** YOUR INSTRUCTIONS **
Restate word for word the lines of the data below, from the first through the one that has "Thanks for the in-depth review.".

** DATA SHOWN **
_ _ _

PR #75, opened 2026-02-08
refactor: make PhaseHolder single source of truth for execution phase

ZhilinS:
Sometimes it's too pricey to always use Claude Opus models for planning, execution and review, especially on the $100 plan, where session limits tend to end in an hour. This PR allows configuring the model for each phase separately. 

- Added functionality to set models in config for each phase separately with config options (`claude_model_task`, `claude_model_review`, `claude_model_plan`)
- When set, ralphex passes `--model <value>` to the claude CLI for that phase; when unset, claude uses its default
- Refactored phase holding logic, consolidated in a single `PhaseHolder`, replacing scattered phase tracking in logger and broadcast logger
- Added callback to phase change for backward compatibility with the BroadcastLogger

### DIFF
--- a/pkg/config/values.go
+++ b/pkg/config/values.go
@@ -36,6 +36,7 @@ type Values struct {
 	FinalizeEnabledSet   bool // tracks if finalize_enabled was explicitly set
 	PlansDir             string
 	WatchDirs            []string // directories to watch for progress files
+
 	// notification settings
 	NotifyChannels        []string // channels to use: telegram, email, webhook, slack, custom
 	NotifyChannelsSet     bool     // tracks if notify_channels was explicitly set (allows empty to disable)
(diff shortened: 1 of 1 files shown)


ZhilinS:
Thanks for the in-depth review.

I've stripped out the per-phase model selection code; the PR now contains only the PhaseHolder refactoring.

On the model control approach - I'm usually not that fine-grained about model selection for different claude tasks myself, but I agree that the agent frontmatter idea is better. Since agent frontmatter isn't supported yet, I'll implement that in a follow-up PR.
  
One concern about the plan phase: sometimes the task is subtle enough that firing up opus isn't necessary. A `--model` CLI flag for `--plan` mode would solve this, but that's for the next PR discussion.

_ _ _

** WRITTEN SOLUTION **
PR #75, opened 2026-02-08
refactor: make PhaseHolder single source of truth for execution phase

ZhilinS:
Sometimes it's too pricey to always use Claude Opus models for planning, execution and review, especially on the $100 plan, where session limits tend to end in an hour. This PR allows configuring the model for each phase separately. 

- Added functionality to set models in config for each phase separately with config options (`claude_model_task`, `claude_model_review`, `claude_model_plan`)
- When set, ralphex passes `--model <value>` to the claude CLI for that phase; when unset, claude uses its default
- Refactored phase holding logic, consolidated in a single `PhaseHolder`, replacing scattered phase tracking in logger and broadcast logger
- Added callback to phase change for backward compatibility with the BroadcastLogger

### DIFF
--- a/pkg/config/values.go
+++ b/pkg/config/values.go
@@ -36,6 +36,7 @@ type Values struct {
 	FinalizeEnabledSet   bool // tracks if finalize_enabled was explicitly set
 	PlansDir             string
 	WatchDirs            []string // directories to watch for progress files
+
 	// notification settings
 	NotifyChannels        []string // channels to use: telegram, email, webhook, slack, custom
 	NotifyChannelsSet     bool     // tracks if notify_channels was explicitly set (allows empty to disable)
(diff shortened: 1 of 1 files shown)


ZhilinS:
Thanks for the in-depth review.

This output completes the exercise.